Work required: Return all lines from the entries below in which the word "instantiate" is present.
----------------------------------------
PR #1399, opened 2022-08-03
ModularServer: Always set model.running = True on reset

rht:
Addresses https://github.com/projectmesa/mesa/discussions/1397.
- [x] tested.
~Do not merge yet~ can merge now.

PR #1435, opened 2022-10-03
feat: Allow user-specified local dir to be served by Tornado

wang-boyu:
This is an alternative implementation of https://github.com/projectmesa/mesa/pull/1428 and https://github.com/projectmesa/mesa/pull/1369, and helps implement a feature in Mesa-Geo: https://github.com/projectmesa/mesa-geo/issues/76.

Some related discussions: https://github.com/projectmesa/mesa/discussions/1364#discussioncomment-2993622 and https://github.com/projectmesa/mesa/pull/1428#discussion_r985328707.

### DIFF
--- a/mesa/visualization/ModularVisualization.py
+++ b/mesa/visualization/ModularVisualization.py
@@ -136,6 +136,11 @@ class VisualizationElement:
         local_includes: A list of JavaScript and CSS files that are local to
                         the directory that the server is being run in.
         js_code: A JavaScript code string to instantiate the element.
+        local_dir: A full path to the directory containing the local includes.
+                   If a relative path is given, it is relative to the working
+                   directory where the server is being run. If an absolute path
+                   is given, it is used as-is. Default is the current working
+                   directory.
 
     Methods:
         render: Takes a model object, and produces JSON data which can be sent
@@ -147,6 +152,7 @@ class VisualizationElement:
     local_includes = []
     js_code = ""
     render_args = {}
+    local_dir = ""
 
     def __init__(self):
         pass
@@ -291,13 +297,7 @@ class ModularServer(tornado.web.Application):
             tornado.web.StaticFileHandler,
             {"path": os.path.dirname(__file__) + "/templates"},
         )
-        local_handler = (
-            r"/local/(.*)",
-            tornado.web.StaticFileHandler,
-            {"path": ""},
-        )
-
-        self.handlers = [page_handler, socket_handler, static_handler, local_handler]
+        self.handlers = [page_handler, socket_handler, static_handler]
 
         self.settings = {
             "debug": True,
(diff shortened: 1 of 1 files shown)


mesa/visualization/ModularVisualization.py
```diff
@@ -147,6 +148,7 @@ class VisualizationElement:
     local_includes = []
     js_code = ""
     render_args = {}
+    local_dir = ""
```
rht, line 151: Probably need a comment explaining what this default behavior is. Is it relative to the directory of user launching the Python code or something else? What if `local_dir` is precomputed on the fly to be the `__file__` of the class definition?

wang-boyu: Good point! Based on Tornado's source code: [[1]](https://github.com/tornadoweb/tornado/blob/7689e3f01e6ba82555f2cfac204f6f2cb7cae82b/tornado/web.py#L2610) and [[2]](https://github.com/tornadoweb/tornado/blob/7689e3f01e6ba82555f2cfac204f6f2cb7cae82b/tornado/web.py#L2751-L2766), if `local_dir` is absolute path such as `os.path.dirname(__file__) + "/../templates"`, then this path will be used.

If it's relative path such as the default `""` or `../src/templates`, I guess the current working directory is used: see [os.path.abspath](https://docs.python.org/3/library/os.path.html#os.path.abspath).

wang-boyu: Updated docstring.

rht:
LGTM

rht:
We need this feature in Mesa-Geo. And we have had several features merged since 1.0.0. I think we should release 1.1.0 soon? @jackiekazil @tpike3?

jackiekazil:
@rht sounds like a plan. I don't mile doing a deploy, but could use help this week putting it together. Can you start up a ticket for the release & help tag anything with the Stafford milestone https://github.com/projectmesa/mesa/milestone/31  that should be included in the history file?

rht:
IMO, the highlighted changes:
- #1376 > 6x perf speedup for add/remove agent in `ContinuousSpace`
- #1391 correctness fix for `SimultaneousActivation` and `StagedActivation`
- #1399 make `self.running = True` optional. We need to tell existing users that initializing this is no longer necessary, and so, reducing the boilerplate code
- #1435 (this PR)

rht:
And #1413, which is a huge feature. I somehow missed this one when going through the commits.

rht:
I have made #1436, but is there a way to automatically add the issues that have been closed since 1.0.0 to the history file? Adding them to the milestone seems like duplication of work.

rht:
I'm able to get all the newly closed issues with this search query: https://github.com/projectmesa/mesa/issues?q=is%3Aissue+is%3Aclosed+updated%3A%3E%3D2022-07-07. But these are clearly not representative of the commits that were merged without closing a ticket.

rht:
I used this search query `is:closed updated:>=2022-07-07` and had put all the recently closed issues and PRs to the milestone.

edgeofchaos42:
Yes 100% we need a release, particularly with the tutorial I need to eliminate the requirement for `self.running=True`. 

Thanks @rht for getting the notes together!!!

PR #1439, opened 2022-10-05
Prevent seed and random from being shared between instances

### LINKED ISSUE #1438: Seed and random should not be class attributes
**Describe the bug**

Every time a model instance is created, it updates the seed and random attribute of every other instance of the same class.

**Expected behavior**

I would expect each instance to have their own attribute. This way, the behavior of each instance is independent and predictable.

**To Reproduce**

```pycon
>>> from mesa import Model
>>> class Ex(Model):
...   def __init__(self, seed=2):
...     pass
...
>>> a = Ex(seed=1)
>>> print(a._seed, a.random)
1 <random.Random object at 0x282a8d0>
>>> b = Ex(seed=2)
>>> print(a._seed, a.random)
2 <random.Random object at 0x282b2d0>
```

balkian:
This commit aims to change two related issues:

- New instances of a model should not be able to overwrite the value of the seed of previous (and possibly running) models.
- The `random` attribute should be instance-level, not class-level.

Prior to this commit, both `_seed` and the `random` were class attributes that were set/changed every time a new instance was created.

This fixes #1438

### DIFF
--- a/mesa/model.py
+++ b/mesa/model.py
@@ -21,9 +21,10 @@ class Model:
 
     def __new__(cls, *args: Any, **kwargs: Any) -> Any:
         """Create a new model object and instantiate its RNG automatically."""
-        cls._seed = kwargs.get("seed", None)
-        cls.random = random.Random(cls._seed)
-        return object.__new__(cls)
+        obj = object.__new__(cls)
+        obj._seed = kwargs.get("seed", None)
+        obj.random = random.Random(obj._seed)
+        return obj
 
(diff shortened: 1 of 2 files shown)


rht:
The solution looks good. The remaining blocker to this PR being merged is that you need to format your changes with `black`.

rht:
Sorry, one more request, do you mind squashing your commits to 1?

balkian:
Sure. I hope I've done it right :)

rht:
LGTM

rht:
Merged. Thank you @balkian!

PR #1440, opened 2022-10-07
Improved clamp function and measured performance

Tortar:
Hi to all!

I've measured the performance of the possible alternatives for the clamp function, this is the code:

```
import timeit

a = timeit.timeit(stmt="clamp(0.3, 0.0 ,1.0)", setup='import numpy as np\ndef clamp(x: float, lowest: float, highest: float) -> float: return np.clip(x, lowest, highest)')

b = timeit.timeit(stmt="clamp(0.3, 0.0 ,1.0)", setup='def clamp(x: float, lowest: float, highest: float) -> float: return max(lowest, min(x, highest))')

c = timeit.timeit(stmt="clamp(0.3, 0.0 ,1.0)", setup='def clamp(x: float, lowest: float, highest: float) -> float: return lowest if x < lowest else highest if x > highest else x')

print(a, b, c)

# result on test run: 12.690470200002892 0.3120805000071414 0.16836619999958202
```

The performance comparison doesn't change for numbers outside the range. Then, the fastest alternative is option c, which is about 75 times faster than the clip function on the test run.  Finally, I replaced the function with that alternative, hope it helps!

### DIFF
--- a/mesa/space.py
+++ b/mesa/space.py
@@ -56,9 +56,8 @@ F = TypeVar("F", bound=Callable[..., Any])
 
 
 def clamp(x: float, lowest: float, highest: float) -> float:
-    # This should be faster than np.clip for a scalar x.
-    # TODO: measure how much faster this function is.
-    return max(lowest, min(x, highest))
+    # much faster than np.clip for a scalar x.
+    return lowest if x <= lowest else (highest if x >= highest else x)
 
 
 def accept_tuple_argument(wrapped_function: F) -> F:


rht:
That's great. I don't remember the operator precedence for the inequalities and the if-else, and so it would be clearer if you add parentheses. Also, it needs to be `>=`, `<=`, not `>`, `<`.

Tortar:
I added your suggestions @rht

mesa/space.py
```diff
@@ -56,9 +56,8 @@
 
 
 def clamp(x: float, lowest: float, highest: float) -> float:
-    # This should be faster than np.clip for a scalar x.
-    # TODO: measure how much faster this function is.
-    return max(lowest, min(x, highest))
+    # much faster than np.clip for a scalar x.
+    return lowest if x <= lowest else (highest if x >= highest else x)
```
rht, line 60: Are you sure about the `<=` and `>=` sign? Looks wrong to me.

rht:
I can do the rebase from Git only, not from the GH interface.

Have you read https://github.com/projectmesa/mesa/blob/main/CONTRIBUTING.rst about how to update your PR properly?

mesa/space.py
Tortar: I'm pretty sure about it, when you have `x `lower than `lowest` it returns  `lowest` as in the original function and so on...

rht: Oh nvm, looks correct. However, it probably needs to be like this?
```python
x = highest if x >= highest else x
# with the new x
return lowest if x <= lowest else x
```

Tortar: mmmh...I think that the order of the operations doesn't matter if `highest >= lowest`. But in some way the other case should be treated in a special way it could be done your way, what do you think about this?

Tortar: anyway timing your alternative it goes on about the same speed `c = timeit.timeit(stmt="clamp(0.3, 0.0 ,1.0)", setup='def clamp(x: float, lowest: float, highest: float) -> float: \n\tx = highest if x >= highest else x\n\t# with the new x\n\treturn lowest if x <= lowest else x')`

rht: Your implementation is better. If you test on arbitrary 3 numbers, sometimes it is faster, because when `x <= lowest` is true, the second if-else block doesn't even get evaluated, which saves time.

rht: Now you just need to:
1. rebase properly
2. squash your commits
3. properly write your commit message according to Tim Pope's guideline (see CONTRIBUTING.rst)

Anyway, this is all already specified in CONTRIBUTING.rst.

Tortar: thanks, I'm working on that!

Tortar:
I finally made it @rht !

rht:
Sorry for another round of request, but the commit message header needs to be:
> Write your commit message in the imperative: "Fix bug" and not "Fixed bug"
or "Fixes bug."  This convention matches up with commit messages generated
by commands like git merge and git revert.

as per https://tbaggery.com/2008/04/19/a-note-about-git-commit-messages.html.

Tortar:
my fault @rht , now it's formatted

rht:
Merged, thank you @Tortar!

PR #1446, opened 2022-10-11
Memoize positions in HexGrid.find_neighbors

Tortar:
Hi to all !

I found that the HexGrid.find_neighbors didn't memoize positions, making it really slow when the radius of the neighborhood increases, with this PR it becomes much faster, here it is a local comparison I made in relation to the size of the radius:

Figure_2

As you can see, now it's much faster...it becomes 2500 times faster when the radius is 9! A small drop of 4% and 2% in performance instead when the radius is 1 and 2 respectively.

### DIFF
--- a/mesa/space.py
+++ b/mesa/space.py
@@ -633,9 +633,15 @@ class HexGrid(Grid):
         def torus_adj_2d(pos: Coordinate) -> Coordinate:
             return (pos[0] % self.width, pos[1] % self.height)
 
+        explored = dict()
         coordinates = set()
 
         def find_neighbors(pos: Coordinate, radius: int) -> None:
+
+            if pos in explored and explored[pos] >= radius:
+                return
+            explored[pos] = radius
+
             x, y = pos
 
             """
--- a/tests/test_grid.py
+++ b/tests/test_grid.py
@@ -391,6 +391,9 @@ class TestHexGrid(unittest.TestCase):
         neighborhood = self.grid.get_neighborhood((1, 1), include_center=True)
         assert len(neighborhood) == 7
 
+        neighborhood = self.grid.get_neighborhood((1, 1), radius=3)
+        assert len(neighborhood) == 12
+
 
 class TestHexGridTorus(TestBaseGrid):
     """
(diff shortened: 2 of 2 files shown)


mesa/space.py
```diff
@@ -666,10 +666,13 @@ def find_neighbors(pos: Coordinate, radius: int) -> None:
             if radius > 1:
                 [find_neighbors(coords, radius - 1) for coords in adjacent]
 
+        explored, coordinates = dict(), set()
```
rht, line 669: They should have been defined in L636. And should have been split in 2 lines.

mesa/space.py
```diff
@@ -666,10 +666,13 @@ def find_neighbors(pos: Coordinate, radius: int) -> None:
...
         find_neighbors(pos, radius)
 
-        if not include_center and pos in coordinates:
-            coordinates.remove(pos)
+        if include_center:
```
rht, line 672: Just commenting for other reviewers: this code chunk is a refactor, and has nothing to do with the memoization.

mesa/space.py
```diff
@@ -646,9 +649,6 @@ def find_neighbors(pos: Coordinate, radius: int) -> None:
             """
             adjacent = [(x, y - 1), (x, y + 1)]
 
-            if include_center:
```
rht, line 649: I'm not sure about removing these lines. This might change the behavior. And it seems you intend this to be a refactor unrelated to the memoization.

rht:
The optimization is great. However, I suggest undoing the refactor part, and do it in a separate PR, so that this PR can be merged sooner. Also, you can squash the commits to avoid additional review roundtrip, since the LOC change in this PR is small.

mesa/space.py
Tortar: yes, you are right the two parts you pointed out are not related to the memoization, but I think they are nonetheless an improvement because you don't need to test the include_center condition inside the recursive function but just at the end, but I think that since this is a different change from the memoization part it's better to address it in another pr

rht: The problem with your refactor is that there are holes in the `adjacent` regardless of `include_center` is true or not, because you removed L649-650. If you can't decisively prove that this doesn't change current behavior, you should remove the refactor.

Tortar: we discuss it in another pr, I followed your suggestions to remove refactoring from this one :-)

mesa/space.py
Tortar: done!

rht:
LGTM

PR #1448, opened 2022-10-12
Refactor HexGrid.iter_neighborhood

Tortar:
Small refactor of the include_center condition inside HexGrid. 

This works because 

- if `include_center == True` then we add the center after the execution of the `find_neighbors` function. Before this PR, the function appended `pos`  at each call, but that was not necessary because after the first execution which appends the center, it appends positions already present in the `coordinates` set because of previous executions of the function. Doing it this way makes the function a bit faster ;
- if `include_center == False`  we need to discard the center after the calls to `find_neighbors` because it could be present anyway, for example with the possible sequence `(x, y) -> (x + 1, y - 1) -> (x + 1, y - 1)`.

### DIFF
--- a/mesa/space.py
+++ b/mesa/space.py
@@ -646,9 +646,6 @@ class HexGrid(Grid):
             """
             adjacent = [(x, y - 1), (x, y + 1)]
 
-            if include_center:
-                adjacent.append(pos)
-
             if x % 2 == 0:
                 adjacent += [(x - 1, y + 1), (x - 1, y), (x + 1, y + 1), (x + 1, y)]
             else:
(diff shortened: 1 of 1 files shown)


rht:
>  but that was not necessary because after the first execution which appends the center, it appends positions already present in the coordinates set because of previous executions of the function.

The centers are not being appended in all the `find_neighbors`'s because you removed `adjacent.append(pos)`. Only the original center (the input argument of `iter_neighborhood`) is appended at the end, not all of the "off" centers.

Tortar:
Try this:

```
from mesa.space import HexGrid

width, height = 100, 100
neighborhood = HexGrid(width, height, torus=False).get_neighborhood((10, 10), include_center=True, radius=4)
```

rewriting the original condition as:

```
 if include_center:
     if pos not in coordinates: print(pos)
     adjacent.append(pos)
```

so that it prints when the condition is satisfied, you'll see that the only case when that happens it with the original center

rht:
OK that's a decisive argument. To summarize, the "off" centers are already being added to `coordinates` even before them become the center in the recursive calls with `radius - 1`.

rht:
Keep them (the perf optimizations) coming!

PR #1449, opened 2022-10-13
Updates doc build to 3.9, 3.10 not supported

jackiekazil:
Previous PR caused a break in our doc build - https://github.com/projectmesa/mesa/pull/1447 

3.10 is causing build errors - but it looks like 3.9 is supported - https://github.com/readthedocs/readthedocs.org/issues/7554
This small PR should fix the issue. (Unless it turns out 3.9 isn't supported as well.)


rht:
LGTM

PR #1450, opened 2022-10-13
Update to python 3.8, 3.9 breaks the build

jackiekazil:
RE: Readthedocs -- `HEAD is now at c76546b Updates doc build to 3.9, 3.10 not supported`

Need to downgrade further to fix the build.

Related: #1449 #1447


rht:
The commit message needs to be imperative, and it needs to say that it is about the doc build.

rht:
LGTM

PR #1452, opened 2022-10-15
Defer memoization in HexGrid.find_neighbors

Tortar:
This PR defers the memoization of the positions. In this way less calls to the function HexGrid.find_neighbors are made and also the calculation of the neighbors with radius 1 doesn't memoize positions which indeed was not necessary. Besides, the recursion is a bit more explicit since now it's no more inside a list comprehension.

### DIFF
--- a/mesa/space.py
+++ b/mesa/space.py
@@ -638,10 +638,6 @@ class HexGrid(Grid):
 
         def find_neighbors(pos: Coordinate, radius: int) -> None:
 
-            if pos in explored and explored[pos] >= radius:
-                return
-            explored[pos] = radius
-
             x, y = pos
 
             """
@@ -667,7 +663,13 @@ class HexGrid(Grid):
             coordinates.update(adjacent)
 
             if radius > 1:
-                [find_neighbors(coords, radius - 1) for coords in adjacent]
+                decr_radius = radius - 1
+                for coord in adjacent:
+                    if coord in explored and explored[coord] >= decr_radius:
+                        continue
+                    explored[coord] = decr_radius
+                    # recursive call
+                    find_neighbors(coord, decr_radius)
 
         find_neighbors(pos, radius)
 


rht:
Can you quantify the percentage reduction of the function calls? How much faster does this PR get than current main?

mesa/space.py
```diff
@@ -667,7 +663,13 @@ def find_neighbors(pos: Coordinate, radius: int) -> None:
             coordinates.update(adjacent)
 
             if radius > 1:
-                [find_neighbors(coords, radius - 1) for coords in adjacent]
+
```
rht, line 666: There shouldn't be an empty line here.

Tortar:
I tested it with 

```
import timeit, mesa.space, mesa.space_2

res = []
for radius in range(1,18):
    setup_1 = "from mesa.space import HexGrid\nwidth, height = 100, 100\ngrid = HexGrid(width, height, torus=False)"
    setup_2 = "from mesa.space_2 import HexGrid\nwidth, height = 100, 100\ngrid = HexGrid(width, height, torus=False)"

    stmt = f"grid.get_neighborhood((1, 10), include_center=True, radius={radius})"

    a = min(timeit.repeat(stmt=stmt, setup=setup_1, repeat=100, number=100))
    b = min(timeit.repeat(stmt=stmt, setup=setup_2, repeat=100, number=100))

    print([a, b, a/b])
    res.append([a, b, a/b])
print(res)
```

where `mesa.space_2` has the modified version, these are the results:

graph

So it's from 5 to 20% faster in this range, not so much indeed.

I also checked putting a global counter inside the two functions the number of calls, and the new version has more or less 1/5 the number of calls of the other other one independently of the radius.

rht:
20% is definitely significant.

The decrease in the number of function calls is definitely not a good proxy for the perf improvement. Most of the original function calls that are gone are essentially the branches where the function exits early anyway. The cause of the speedups seems to be that we now have only 1 `coord in explored and explored[coord] >= decr_radius` replacing multiple of them inside the child `find_neighbors` calls.

Tortar:
I have a better version! So I think this one is no more necessary

PR #3045, opened 2025-12-30
Fix network visualization bug: Replace array indexing with dictionary lookup

### LINKED ISSUE #3023: Network visualization silently drops agents on non-contiguous nodes due to IndexError suppression
**Describe the bug**
Agents placed on network nodes with non-contiguous IDs (e.g., nodes [0, 1, 5, 10, 15]) are silently dropped from visualization without any error message. The bug occurs in `mesa/visualization/space_renderer.py:168-172` where `IndexError` is suppressed using `contextlib.suppress()`

**Expected behavior**
All agents should be visible in visualization at their correct positions regardless of node ID values. If position mapping fails, users should receive a clear warning message.

**To Reproduce**

1. Create a NetworkGrid with non-contiguous node IDs
2. Try to visualize the network
3. Observe that agents on nodes 5, 10, and 15 are missing from visualization
4. No error message or warning is shown

```python
import networkx as nx
from mesa import Agent, Model
from mesa.space import NetworkGrid
from mesa.visualization import SpaceRenderer

G = nx.Graph()
G.add_nodes_from([0, 1, 5, 10, 15])  # Non-contiguous IDs
G.add_edges_from([(0, 1), (1, 5), (5, 10), (10, 15)])

model = Model()
space = NetworkGrid(G)
model.space = space

# Place agents on each node
for node_id in [0, 1, 5, 10, 15]:
    agent = Agent(model)
    space.place_agent(agent, node_id)

# Create visualization
renderer = SpaceRenderer(model, space, agent_portrayal=lambda a: {"color": "red"})
```

**Additional context**

- Affects any NetworkGrid or Network space visualization
- Common with real-world networks that have arbitrary node IDs
- Also affects dynamic networks where nodes are added/removed during simulation
- Root cause: Using node IDs as array indices instead of dictionary keys

codebyNJ:
Fixes #3023. @Sahil-Chhoker This is a new PR I have raised a cleaner version.

**Problem:** Code used node IDs as array indices instead of dictionary keys, causing IndexError that was silently suppressed.

**Solution:** Replace array indexing with dictionary lookup with proper error handling.

**Before:** Nodes [0,1,5,10,15] → 0/5 agents visible (all lost)
**After:**  Nodes [0,1,5,10,15] → 5/5 agents visible 

**Tests:** 6 comprehensive unit tests added covering:
- Non-contiguous node IDs
- Missing node positions with warnings
- Large and negative node IDs
- Edge cases (empty, single node, duplicates)

**Files changed:**
- `mesa/visualization/space_renderer.py` - Fix implementation
- `tests/visualization/test_space_renderer.py` - Unit tests

**To Reproduce**

```python
import networkx as nx
from mesa import Agent, Model
from mesa.space import NetworkGrid
from mesa.visualization import SpaceRenderer
import numpy as np
import contextlib

# Create network with non-contiguous node IDs
G = nx.Graph()
G.add_nodes_from([0, 1, 5, 10, 15])
G.add_edges_from([(0, 1), (1, 5), (5, 10), (10, 15)])

model = Model()
space = NetworkGrid(G)
model.grid = space

for node_id in [0, 1, 5, 10, 15]:
    agent = Agent(model)
    space.place_agent(agent, node_id)

renderer = SpaceRenderer(model)

# Demonstrate the actual bug - what old code did
print("BEFORE FIX (old code with array indexing):")

pos_array = np.array([[0.1, 0.2], [0.3, 0.4], [0.5, 0.6], [0.7, 0.8], [0.9, 1.0]])
node_ids = np.array([[0], [1], [5], [10], [15]], dtype=float)

mapped_positions_old = []
for node_id in node_ids[:, 0].astype(int):
    with contextlib.suppress(IndexError):  # This is what the old code did!
        pos = pos_array[node_id]
        mapped_positions_old.append(pos)

print(f"Agents mapped: {len(mapped_positions_old)}/5")
print(f"Agents silently dropped: {5 - len(mapped_positions_old)}/5")
print(f"Which nodes were dropped: {[int(n) for n in node_ids[:, 0] if int(n) >= len(pos_array)]}")

# Demonstrate the fix - what new code does
print("\nAFTER FIX (new code with dictionary lookup):")

pos_dict = {
    0: np.array([0.1, 0.2]),
    1: np.array([0.3, 0.4]),
    5: np.array([0.5, 0.6]),
    10: np.array([0.7, 0.8]),
    15: np.array([0.9, 1.0])
}

mapped_positions_new = []
for node_id in node_ids[:, 0].astype(int):
    if node_id in pos_dict:  # Dictionary lookup - works for any node ID
        mapped_positions_new.append(pos_dict[node_id])

print(f"Agents mapped: {len(mapped_positions_new)}/5")
print(f"All agents visible: {len(mapped_positions_new) == 5}")
```

**Explaination**

Networks with non-contiguous node IDs (like `[0, 1, 5, 10, 15]` ) caused the old code to silently fail when using array indexing. By replacing array indexing with dictionary lookup, ensures all agents are properly visualized regardless of node ID values.


Sahil-Chhoker:
@codebyNJ Thanks for the PR. After reviewing the problem again, it appears we have two distinct issues: the Node ID mapping error (which you identified) and the layout synchronization race condition (identified by @codebreaker32).

While this PR fixes the mapping logic, we also need the graceful failure handling from @codebreaker32's approach to prevent crashes during frame delays. I’d like you two to collaborate on a hybrid solution in this PR. Ideally, we should combine the accuracy of dictionary lookups with `NaN` masking for missing nodes. Please update the tests to cover both scenarios efficiently.

codebyNJ:
@Sahil-Chhoker 

Hybrid fix combining approaches from #3045 and #3065

This PR addresses two distinct issues:

Non-contiguous node ID mapping - Using dictionary lookup instead of array indexing
Race condition resilience - Using NaN masking for missing nodes (from @codebreaker32's approach in #3065)
Missing agents are now hidden (NaN) rather than placed at origin, which is safer and prevents visual artifacts.

The below is the benchmarks after the hybrid fix
image

tpike3:
@Sahil-Chhoker I think the hybrid suggestion and collaboration is genius!

I will throw out a thought that anyone can feel free to dismiss, but in the hybrid vein, instead of a `for loop` (Line 171), what if you vectorized the operation (the mask approach of #3065)? I think this should further improve performance.

codebyNJ:
@tpike3 I tried out your idea locally and also benchmarked by implementing vectorization using `np.unique()` with boolean masking. 

If you want me to make the change I am ready to make it. 

### Vectorization Results 

The vectorized approach (using `np.unique()` with boolean masking) is **consistently faster**:

| Scenario | Loop | Vectorized | Improvement |
|----------|------|-----------|-------------|
| Small networks (10 nodes) | 112 µs | 59 µs | **-48%** |
| Non-contiguous nodes | 175 µs | 62 µs | **-65%** |
| Large networks | 787 µs | 748 µs | **-5%** |
| Race conditions | 153 µs | 31 µs | **-80%** |

image

Sahil-Chhoker:
@codebyNJ thanks for benchmarking both approaches, can you implement the vectorized approach if it doesn't introduce the discrete `node_id` problem again.

codebyNJ:
@Sahil-Chhoker I have updated with the vectorization technique. No it does not introduce the discrete `node_id` problem.

codebyNJ:
@Sahil-Chhoker I have updated with vectorization technique. It does not introduce discrete `node_id` issue again.

mesa/visualization/space_renderer.py
```diff
@@ -153,23 +152,38 @@ def _map_coordinates(self, arguments):
...
+            # Warn if significant nodes missing (likely layout issue, not race condition)
+            if missing_nodes and len(missing_nodes) > len(pos_dict) / 10:
+                sample = missing_nodes[: min(5, len(missing_nodes))]
+                warnings.warn(
+                    f"Many nodes {sample}{'...' if len(missing_nodes) > 5 else ''} not found "
+                    f"in position layout ({len(missing_nodes)}/{len(node_ids)} agents). "
+                    f"This may indicate the network layout needs to be updated or regenerated.",
+                    UserWarning,
+                    stacklevel=2,
+                )
```
Sahil-Chhoker, line 182: Did you run into such a problem while testing?

Sahil-Chhoker (approved):
Thanks @codebyNJ for this PR, this is approved from my side but it can take a look from @quaquel.

mesa/visualization/space_renderer.py
codebyNJ: I didn't encounter this during testing of Issue #3023 specifically, but I added it as defensive handling since we're now using dictionary lookup. Without the warning, missing nodes would silently become `NaN` (invisible) with no indication to the user.

If you think this warning is unnecessary, I can remove it and just let missing nodes silently become `NaN`. Let me know your preference!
----------------------------------------
Answer for this exercise:
         js_code: A JavaScript code string to instantiate the element.
         """Create a new model object and instantiate its RNG automatically."""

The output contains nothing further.